Her mouth fell open. “What? No. That can’t be.”

“It’s true.” He grinned. “But if you want to tell me how young I look, I won’t object.”

She smiled. “You can angle for compliments all you wish, my handsome husband. But I still don’t understand. How can you look so young?”

“Good genes and exercise, I suppose. Also, the nanomeds in my body do some repairs, enough to help delay aging.” He hesitated. “Did you really mean what you said this afternoon, about wanting me to stay with you?”

“Yes.”

“Even though you could have your betrothed back if we arranged for me to ‘die’?”

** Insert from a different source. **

Issue #1251, opened 2020-06-19
Interpreter.nextState triggers spawn() calls


pipex:
**Description**

I saw this first using the XState visualizer. Here is some example gist for a ping pong machine with actors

“Jax Ironbridge is a—” The word slug tempted her, but she held it back. No more appropriate word came, though. She kept imagining a slug making its way through the mud.

Vyrl laughed. “You can compare my competition to all the slimy creatures you want.”

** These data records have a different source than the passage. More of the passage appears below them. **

PR #3401, opened 2022-06-14
[@xstate/react] Add `createHooks(...)`

davidkpiano:
For more info, see the RFC: https://github.com/statelyai/rfcs/pull/8

This is a bit of a revival of @mattpocock's PR: https://github.com/statelyai/xstate/pull/2783

### DIFF
--- a/.changeset/fifty-parrots-live.md
+++ b/.changeset/fifty-parrots-live.md
@@ -1,0 +1,31 @@
+---
+'@xstate/react': minor
+---
+
+The `createHooks(actorRef)` function is introduced, which creates useful global hooks for actors:
+
+```jsx
+import { createHooks } from '@xstate/react';
+import { authMachine } from './authMachine';
+import { interpret } from 'xstate';
+
+// Interpret the machine first (full interpretation control)
+const authService = interpret(authMachine).start();
+
+// Create a "hooks object" from the actor
+const auth = createHooks(authService);
+
+// ...
+
+const SomeForm = () => {
+  // Get full state snapshot and send() function
+  const [state, send] = auth.useActor();
+
+  // Get selected state
+  const isLoggedIn = auth.useSelector((state) => state.hasTag('authorized'));
+
+  // ...
+};
+```
+
+For more info, see the RFC: https://github.com/statelyai/rfcs/pull/8
--- a/packages/xstate-react/src/createHooks.ts
+++ b/packages/xstate-react/src/createHooks.ts
@@ -1,0 +1,104 @@
+import { createContext, useContext } from 'react';
+import { AnyActorRef, EmittedFrom } from 'xstate';
+import { useActor } from './useActor';
+import { useSelector } from './useSelector';
+
+/**
+ * Creates and returns React hooks that can be used in any component:
+ * - `obj.useActor()` - hook returns the same tuple as `useActor(actorRef)`
+ * - `obj.useSelector(selector, compare?)` - hook returns the same selected value as `useSelector(actorRef, selector, compare)`
+ *
+ * It also returns two useful values:
+ * - `obj.actorRef` - the original `actorRef`
+ * - `obj.Provider` - can be used to provide a different `actorRef` value
+ *
+ * @example
+ *
+ * ```jsx
+ * const authService = interpret(authMachine).start();
+ *
+ * const auth = createHooks(authService);
+ *
+ * // ...
+ *
+ * const Component = () => {
+ *   const [state, send] = auth.useActor();
+ *
+ *   const isLoggedIn = auth.useSelector(state => state.hasTag('authenticated'));
+ *
+ *   // ...
+ * }
+ * ```
+ * @param actorRef The actor ref (such as an invoked machine) to create hooks from
+ * @returns an object containing:
+ * - `.useActor()`
+ * - `.useSelector(selector, compare?)`
+ * - `.actorRef`
+ * - `.Provider`
+ */
+export function createHooks<TActorRef extends AnyActorRef>(
+  actorRef: TActorRef
+): {
+  actorRef: TActorRef;
+  /**
+   * The React context provider component, used for overriding the default `actorRef`.
+   *
+   * @example
+   * ```jsx
+   * const App = () => {
+   *   return <obj.Provider value={someOtherActorRef}>
+   *     // ...
+   *   </obj.Provider>
+   * };
+   */
+  Provider: React.Provider<TActorRef>;
+  /**
+   * Returns a tuple of `[snapshot, send]`:
+   * - The `snapshot` is the latest observed value from the `actorRef`
+   * - The `send(event)` function sends an event to the `actorRef`
+   *
+   * @example
+   * ```js
+   * const [state, send] = obj.useActor();
+   *
+   * return <button onClick={() => send({ type: 'EVENT' })} />
+   * ```
+   */
+  useActor(): [EmittedFrom<TActorRef>, TActorRef['send']];
+  /**
+   * Selects a value from the `actorRef` using the `selector` and an optional `comparator`
+   *
+   * @example
+   * ```js
+   * const values = obj.useSelector(state => {
+   *   return state.context.values;
+   * }, (a, b) => shallowCompare(a, b));
+   *
+   * const count = obj.useSelector(state => {
+   *   return state.context.count;
+   * });
+   * ```
+   */
+  useSelector: <T>(
+    selector: (snapshot: EmittedFrom<TActorRef>) => T,
+    comparator?: ((a: T, b: T) => boolean) | undefined
+  ) => T;
+} {
+  const actorContext = createContext(actorRef);
+
+  return {
+    actorRef,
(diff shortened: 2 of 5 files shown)


packages/xstate-react/src/createHooks.ts
```diff
@@ -0,0 +1,104 @@
...
+   *   return state.context.count;
+   * });
+   * ```
+   */
+  useSelector: <T>(
+    selector: (snapshot: EmittedFrom<TActorRef>) => T,
+    comparator?: ((a: T, b: T) => boolean) | undefined
+  ) => T;
+} {
+  const actorContext = createContext(actorRef);
```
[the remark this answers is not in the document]
farskid: Should this be a comment in the code too? Just to make sure we don't miss it later?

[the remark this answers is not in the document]
davidkpiano: It's here: https://github.com/statelyai/xstate/pull/3401/files/25dc187ad22b1a413359fab01b998fc779905889#diff-db64295cf7356bf0072dc45c279995dbe31b4e6b68cbaaaf4b9d681491e50028R44-R53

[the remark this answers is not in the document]
davidkpiano: [0155048](https://github.com/statelyai/xstate/pull/3401/commits/01550489310369b895a43226648f07a5c8e5b10e)

packages/xstate-react/src/createHooks.ts
```diff
@@ -0,0 +1,106 @@
...
+ * @param actorRef The actor ref (such as an invoked machine) to create hooks from
+ * @returns an object containing:
+ * - `.useActor()`
+ * - `.useSelector(selector, compare?)`
+ * - `.actorRef`
+ * - `.Provider`
+ */
+export function createHooks<TActorRef extends AnyActorRef>(
+  actorRef: TActorRef
+): {
```
Andarist, line 41:
```suggestion
  actorRef: TActorRef,
  displayName?: string
): {
```

packages/xstate-react/src/createHooks.ts
```diff
@@ -0,0 +1,106 @@
...
+   *   return state.context.count;
+   * });
+   * ```
+   */
+  useSelector: <T>(
+    selector: (snapshot: EmittedFrom<TActorRef>) => T,
+    comparator?: ((a: T, b: T) => boolean) | undefined
+  ) => T;
+} {
+  const actorContext = createContext(actorRef);
```
Andarist, line 87:
```suggestion
  const actorContext = createContext(actorRef);
  if (displayName) {
    actorContext.displayName = displayName;
  }
```

packages/xstate-react/src/createHooks.ts
```diff
@@ -0,0 +1,106 @@
...
+
+  return {
+    actorRef,
+    Provider: actorContext.Provider,
```
Andarist, line 91: bikeshedding - `createHooks` somewhat implies that I will only get hooks back but in here we are also getting back a `Provider` and an `actorRef`

packages/xstate-react/src/createHooks.ts
```diff
@@ -0,0 +1,106 @@
+import { createContext, useContext } from 'react';
+import { AnyActorRef, EmittedFrom } from 'xstate';
+import { useActor } from './useActor';
+import { useSelector } from './useSelector';
+
+/**
+ * Creates and returns React hooks that can be used in any component:
+ * - `obj.useActor()` - hook returns the same tuple as `useActor(actorRef)`
+ * - `obj.useSelector(selector, compare?)` - hook returns the same selected value as `useSelector(actorRef, selector, compare)`
```
Andarist, line 9: nit: in this file, you are calling the same argument both `compare` and `comparator`

packages/xstate-react/src/createHooks.ts
```diff
@@ -0,0 +1,106 @@
+import { createContext, useContext } from 'react';
+import { AnyActorRef, EmittedFrom } from 'xstate';
+import { useActor } from './useActor';
+import { useSelector } from './useSelector';
+
+/**
```
Andarist, line 6: This gets pretty lengthy and reiterates over what particular functions do - I wonder if it wouldn't be better to keep this succinct, only list what is being returned or smth and leave the rest for the descriptions of those functions that are being  returned

packages/xstate-react/test/createHooks.test.tsx
```diff
@@ -0,0 +1,177 @@
+import * as React from 'react';
+import { fireEvent, render, screen } from '@testing-library/react';
+import { createMachine, interpret } from 'xstate';
+import { createHooks } from '../src/createHooks';
+
+describe('createHooks', () => {
```
Andarist, line 6: We could use `describeEachReactMode` here

.changeset/fifty-parrots-live.md
```diff
@@ -0,0 +1,31 @@
...
+  const [state, send] = auth.useActor();
+
+  // Get selected state
+  const isLoggedIn = auth.useSelector((state) => state.hasTag('authorized'));
+
+  // ...
+};
+```
+
+For more info, see the RFC: https://github.com/statelyai/rfcs/pull/8
```
Andarist, line 31:
```suggestion
For more info, see [the RFC](https://github.com/statelyai/rfcs/pull/8).
```

packages/xstate-react/src/createHooks.ts
```diff
@@ -0,0 +1,106 @@
...
+  ) => T;
+} {
+  const actorContext = createContext(actorRef);
+
+  return {
+    actorRef,
+    Provider: actorContext.Provider,
+    useActor: () => {
+      // Note: all methods should make use of the `actorRef` from the `actorContext`,
+      // not the initial one passed in.
```
Andarist, line 94: This feels more specific to the `createContext` call than to this line here. The same is true for `useSelector` but the comment is not repeated there.

packages/xstate-react/src/createHooks.ts
```diff
@@ -0,0 +1,106 @@
...
+      const actorRefFromContext = useContext(actorContext);
+      return useActor(actorRefFromContext);
+    },
+    useSelector: <T>(
```
Andarist, line 98: @mattpocock also implemented `createUseSelector` which was kinda nice

.changeset/fifty-parrots-live.md
```diff
@@ -0,0 +1,31 @@
+---
```
Andarist, line 1: I think that a must-have before merging this is to have some kind of SSR guidance.

packages/xstate-react/src/createHooks.ts
mattpocock: Was it `createUseSelector` or `createSelector`? Both are nice.

mattpocock:
## `useInterpret` in the root of your app

Having `createHooks` work from an already running service - `createHooks(service)` - kills a common use case:

1. Have a `useInterpret` at the root of your app
2. Add a context provider at the root, passing in the service

There are plenty of valid cases for this - especially since having a singleton outside React's component closure can often be painful when interacting with things inside the closure.

Another case that comes to mind is when you want a 'semi-global' service - i.e. a service that manages the context over a large portion of the app, but not the whole of it.

## Side effects in modules means they're not testable

Having a side-effect in a module also means that everything is less testable, especially when the `createHooks` relies on that running service in order to work. Imagine this case:

```ts
// myHooks.ts
const service = interpret(myMachine).start();

export const hooks = createHooks(service);

// myHooks.test.ts
import { hooks } from './myHooks';

// The service will actually be running in this file!
```

There's no way to access the hooks without starting the service. This means that the desired use case of 'overriding the singleton by wrapping components in a context provider' won't work.

## Solution

Instead, `createHooks` should work based off a machine definition, not a running service. This solves both problems, but will require some API changes.

Andarist:
> There are plenty of valid cases for this - especially since having a singleton outside React's component closure can often be painful when interacting with things inside the closure.

I assume that this feature should automate the common setup and stuff - so that would mean that the created Provider~ should accept `implementations` somehow as it would be responsible for calling `useInterpret` under the hood. Is this what you meant?

> Another case that comes to mind is when you want a 'semi-global' service - i.e. a service that manages the context over a large portion of the app, but not the whole of it.

I think that the current shape of this PR doesn't make this particular use case harder. You can always just apply the Provider around a portion of your app 🤔 

> There's no way to access the hooks without starting the service. This means that the desired use case of 'overriding the singleton by wrapping components in a context provider' won't work.

👍

Andarist:
When reconsidering after @mattpocock's comment - the ease of use of "global imports" seems to be a little bit overrated to me. The downsides of not having that are:
- a provider has to be put somewhere
- a different import has to be used and the returned variable (actor ref) has to be used to send an event or something (you can't directly use what you import)
- It becomes a little bit harder to interact with the code outside of React

It feels though that even the code that is not related directly to React is usually instantiated at the top level of the React app. This automatically solves the raised testing and SSR concerns and is, overall, close to React's philosophy of doing things.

“I would never speak ill of Ironbridge’s good name.”

“You’re tact is laudable.” He closed his eyes. “I like your worm images better, though.”

She stroked his forehead. “Lionstar Province has no worms.”

A guilty look passed over his face. “I don’t really have a province on this planet.”

“Of course you do.”

“I do?”

“Argali and our villages.” She thought of Azander. “Your stagmen come from outlying hamlets, yes?”

“That’s right.”

“Most of those hamlets were originally part of the North Sky Islands. But they’ve become unattached.” It appalled Kamoj, actually. Rather than trying to support villages so distant and so impoverished, past governors of the Islands had ignored them, until finally, after many generations, the villages lost all association with their former province-and with that, their last hope of survival. “If their stagmen are your sworn liegemen, then you are also now the authority in their villages.”

He opened his eyes. “What does that mean, exactly?”

“A union such as ours is a merger. A business arrangement. In marrying me, you agreed to help support my people.”

“In other words, responsibilities come with power.”

She took a breath. “Yes.”

“Such as?”

“Food. Work. Tools. Shelter.” Softly she said, “Survival.”